EXERCISE DIRECTIONS: Spot each line in the records below where the word "profiles" occurs, then copy it.

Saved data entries

_ _ _

PR #5756, opened 2025-11-04
fix(router-core): correctly resolve custom params from declarative masks when building the masked url

### LINKED ISSUE #5755: Declarative route masks are ignoring params

Router

### Describe the bug

When using custom params with declarative route masks, the mask params are ignored and the router falls back to the original URL params. This is not noticeable unless the mask params differ from the original ones.

In my case, users can have multiple accounts with access to multiple workspaces. Internally, I include the account ID in the URL but mask it so only the workspace ID is shown. Routing still works correctly, but since the masked params are ignored, the masked URL displays `undefined` for the dynamic segment that doesn’t exist in the original params.

https://stackblitz.com/edit/github-qkndtvzh?file=src%2Fmain.tsx

An illustration of the issue

```tsx
// this is the route which is being used internally
const workspacePrivateRoute = createRoute({
  path: '/workspace/$privateId',
  component: function About() {
    const { privateId } = workspacePrivateRoute.useParams();
    const workspace = workspaces.find((w) => w.privateId === privateId);
    if (!workspace) {
      return <div>Workspace not found</div>;
    }

    return (
      <div className="p-2">
        Workspace {workspace.name} | Private ID: {workspace.privateId} | Public
        ID: {workspace.publicId}
      </div>
    );
  },
});

//this is the masked route which is shown to the user
const workspacePublicRoute = createRoute({
  path: '/$publicId',
  beforeLoad: (ctx) => {
    const workspace = workspaces.find(
      (w) => w.publicId === ctx.params.publicId
    );

    if (!workspace) {
      throw notFound();
    }

    throw redirect({
      to: '/workspace/$privateId',
      params: {
        privateId: workspace.privateId,
      },
    });
  },
});

const routeTree = rootRoute.addChildren([
  workspacePrivateRoute,
  workspacePublicRoute,
]);


//here is the declarative mask definition
export const workspaceRouteMask = createRouteMask({
  routeTree: routeTree,
  from: '/workspace/$privateId',
  to: '/$publicId',
  params: (ctx) => {
    const workspace = workspaces.find((w) => w.privateId === ctx.privateId);
    if (!workspace) {
      throw notFound();
    }

    return {
      publicId: workspace.publicId,
    };
  },
});
```

The routing works as expected, but the URL shows 'undefined' instead of the public id of the workspace.

### Expected behavior

The final route should take into account the custom params in the declarative route definition.

### Screenshots or Videos

_No response_

### Platform

- Router Version: 1.134.12
- OS: Mac
- Browser: Chrome
- Browser Version: 142
- Bundler: vite
- Bundler Version: 7.1.10

### Additional context

I will propose a PR that tries to solve this issue.

hakanshehu:
This PR fixes #5755 , where custom params passed to declarative route masks are ignored. When the masked params differ from the original URL params, the masked URL can display `undefined` instead of the expected values.

I don't have full context on all internal router behaviors, so please treat this as a proposal. If there's a better approach, I’m happy to adjust the implementation.

## Summary by CodeRabbit

* **New Features**
  * Route masking supports per-mask parameter customization (merge/override/transform) and preserves search, hash, state, and original navigation info.
  * UI examples and links added to demonstrate original vs. masked pathnames.

* **Tests**
  * Added extensive unit and end-to-end tests validating mask discovery, param transformations (boolean/object/function), multiple masks, href/pathname integrity, and masking edge cases.

### DIFF
--- a/e2e/react-router/basic-file-based/src/main.tsx
+++ b/e2e/react-router/basic-file-based/src/main.tsx
@@ -1,8 +1,21 @@
 import React from 'react'
 import ReactDOM from 'react-dom/client'
-import { RouterProvider, createRouter } from '@tanstack/react-router'
+import {
+  RouterProvider,
+  createRouteMask,
+  createRouter,
+} from '@tanstack/react-router'
 import { routeTree } from './routeTree.gen'
 import './styles.css'
+
+const mask = createRouteMask({
+  routeTree,
+  from: '/masks/admin/$userId',
+  to: '/masks/public/$username',
+  params: (prev) => ({
+    username: `user-${prev.userId}`,
+  }),
+})
 
 // Set up a Router instance
 const router = createRouter({
@@ -10,16 +23,7 @@ const router = createRouter({
   defaultPreload: 'intent',
   defaultStaleTime: 5000,
   scrollRestoration: true,
-  routeMasks: [
-    {
-      routeTree: null as any,
-      from: '/masks/admin/$userId',
-      to: '/masks/public/$username',
-      params: (prev: any) => ({
-        username: `user-${prev.userId}`,
-      }),
-    },
-  ],
+  routeMasks: [mask],
 })
 
 // Register things for typesafety
--- a/e2e/react-router/basic-file-based/src/routes/__root.tsx
+++ b/e2e/react-router/basic-file-based/src/routes/__root.tsx
@@ -139,6 +139,7 @@ function RootComponent() {
           unicode path
         </Link>{' '}
         <Link
+          // @ts-expect-error
           to="/this-route-does-not-exist"
           activeProps={{
             className: 'font-bold',
--- a/e2e/solid-router/basic-file-based/src/main.tsx
+++ b/e2e/solid-router/basic-file-based/src/main.tsx
@@ -1,7 +1,20 @@
-import { RouterProvider, createRouter } from '@tanstack/solid-router'
+import {
+  RouterProvider,
+  createRouteMask,
+  createRouter,
+} from '@tanstack/solid-router'
 import { render } from 'solid-js/web'
 import { routeTree } from './routeTree.gen'
 import './styles.css'
+
+const mask = createRouteMask({
+  routeTree,
+  from: '/masks/admin/$userId',
+  to: '/masks/public/$username',
+  params: (prev) => ({
+    username: `user-${prev.userId}`,
+  }),
+})
 
 // Set up a Router instance
 const router = createRouter({
@@ -9,16 +22,7 @@ const router = createRouter({
   defaultPreload: 'intent',
   defaultStaleTime: 5000,
   scrollRestoration: true,
-  routeMasks: [
-    {
-      routeTree: null as any,
-      from: '/masks/admin/$userId',
-      to: '/masks/public/$username',
-      params: (prev: any) => ({
-        username: `user-${prev.userId}`,
-      }),
-    },
-  ],
+  routeMasks: [mask],
 })
 
 // Register things for typesafety


schiller-manuel:
we definitely need tests here. ideally start with the tests first and then the solution

hakanshehu:
@schiller-manuel thanks for the reply. Since I couldn't find any tests for masks specifically in the router-core I added a new file and tried to cover different cases with masks and params. Let me know what you think!

hakanshehu:
Hi @schiller-manuel, just checking in on this PR. Any sense of whether it might be merged or if I should work around it? Thanks!

nlynzaad:
Hi @hakanshehu thanks for this, I had a quick look through and it seems good. 

I want to have thorough look at it tomorrow to make sure I understand the problem and proposed solution fully and will advise.

packages/router-core/tests/mask.test.ts
```diff
@@ -0,0 +1,729 @@
...
+    expect(location.maskedLocation).toBeDefined()
+    expect(location.maskedLocation!.pathname).toBe('/photos/123')
+    expect(location.maskedLocation!.search).toEqual({ filter: 'recent' })
+    // Hash property stores the value without #, but href includes it
+    expect(location.maskedLocation!.hash).toBe('section1')
+    expect(location.maskedLocation!.href).toContain('#section1')
+    expect(location.maskedLocation!.state).toEqual({ modal: true })
+  })
+
+  test('should preserve opts.from when building masked destination', () => {
```
nlynzaad: what are we testing here

packages/router-core/tests/mask.test.ts
```diff
@@ -0,0 +1,729 @@
...
+      from: '/photos/456',
+      params: { photoId: '123' },
+    })
+
+    expect(location.maskedLocation).toBeDefined()
+    // The from option should be preserved in the masked destination
+    expect(location.maskedLocation!.pathname).toBe('/photos/123')
+  })
+
+  test('should handle unmaskOnReload property in mask', () => {
```
nlynzaad: not sure why we need this test. it doesn't test any actual functionality. maybe I'm missing something? 

Might be better suited in an e2e test?

packages/router-core/tests/mask.test.ts
```diff
@@ -0,0 +1,729 @@
...
+    const location = router.buildLocation({
+      to: '/photos/abc123/details',
+      params: { privateId: 'abc123' },
+    })
+
+    expect(location.maskedLocation).toBeDefined()
+    expect(location.maskedLocation!.pathname).toBe('/photos/abc123')
+    expect(location.pathname).toBe('/photos/abc123/details')
+    // Ensure no undefined values
+    expect(location.maskedLocation!.pathname).not.toContain('undefined')
```
nlynzaad: this assertion is already covered above. if it is '/photos/abc123' then we already know it doesnt contain undefined

packages/router-core/tests/mask.test.ts
```diff
@@ -0,0 +1,729 @@
...
+    })
+
+    const location = router.buildLocation({
+      to: '/photos/secret123/details',
+      params: { privateId: 'secret123' },
+    })
+
+    expect(location.maskedLocation).toBeDefined()
+    expect(location.maskedLocation!.pathname).toBe('/photos/secret123')
+    expect(location.maskedLocation!.pathname).not.toContain('undefined')
```
nlynzaad: this assertion is already covered above. if it is '/photos/secret123' then we already know it doesnt contain undefined

packages/router-core/tests/mask.test.ts
```diff
@@ -0,0 +1,729 @@
...
+      to: '/users/john/posts/my-first-post',
+      params: { userId: 'john', postSlug: 'my-first-post' },
+    })
+
+    expect(location.maskedLocation).toBeDefined()
+    expect(location.maskedLocation!.pathname).toBe(
+      '/profiles/john/articles/my-first-post',
+    )
+    expect(location.pathname).toBe('/users/john/posts/my-first-post')
+    expect(location.maskedLocation!.pathname).not.toContain('undefined')
```
nlynzaad: this assertion is already covered above. if it is '/profiles/john/articles/my-first-post' then we already know it doesnt contain undefined

packages/router-core/tests/mask.test.ts
```diff
@@ -0,0 +1,729 @@
...
+
+    const location = router.buildLocation({
+      to: '/admin/users/42',
+      params: { userId: '42' },
+    })
+
+    expect(location.maskedLocation).toBeDefined()
+    expect(location.maskedLocation!.pathname).toBe('/users/user-42')
+    expect(location.pathname).toBe('/admin/users/42')
+    expect(location.maskedLocation!.pathname).not.toContain('undefined')
```
nlynzaad: this assertion is already covered above. if it is '/users/user-42' then we already know it doesnt contain undefined

packages/router-core/tests/mask.test.ts
```diff
@@ -0,0 +1,729 @@
...
+
+    const location = router.buildLocation({
+      to: '/internal/internal-123/details',
+      params: { internalId: 'internal-123' },
+    })
+
+    expect(location.maskedLocation).toBeDefined()
+    expect(location.maskedLocation!.pathname).toBe('/public/public-123')
+    // Ensure the pathname doesn't contain 'undefined'
+    expect(location.maskedLocation!.pathname).not.toContain('undefined')
```
nlynzaad: this assertion is already covered above. if it is '/public/public-123' then we already know it doesnt contain undefined

packages/router-core/tests/mask.test.ts
```diff
@@ -0,0 +1,729 @@
...
+      params: { userId: '42' },
+    })
+
+    expect(location.maskedLocation).toBeDefined()
+    expect(location.maskedLocation!.pathname).toBe('/users/user-42')
+    expect(location.pathname).toBe('/admin/users/42')
+    expect(location.maskedLocation!.pathname).not.toContain('undefined')
+  })
+
+  test('should not have undefined params in masked location when param names differ', () => {
```
nlynzaad: This test is unnecessary. its outcome is already covered in all the above tests. does this test anything new than what was covered above?

packages/router-core/tests/mask.test.ts
```diff
@@ -0,0 +1,729 @@
...
+      to: '/posts/5/comments/10',
+      params: { postId: '5', commentId: '10' },
+    })
+
+    expect(location.maskedLocation).toBeDefined()
+    expect(location.maskedLocation!.pathname).toBe(
+      '/articles/article-5/replies/10',
+    )
+    // Verify no undefined values
+    expect(location.maskedLocation!.pathname).not.toContain('undefined')
```
nlynzaad: this assertion is already covered above. if it is '/articles/article-5/replies/10' then we already know it doesnt contain undefined

hakanshehu:
Hi @nlynzaad thanks for the feedback.

I addressed the comments in the core mask tests. I've also added some routes and a simple e2e test for react and solid. Let me know if I should use another approach or improve anything for the new tests.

_ _ _

TASK OUTPUT:
+      '/profiles/john/articles/my-first-post',
nlynzaad: this assertion is already covered above. if it is '/profiles/john/articles/my-first-post' then we already know it doesnt contain undefined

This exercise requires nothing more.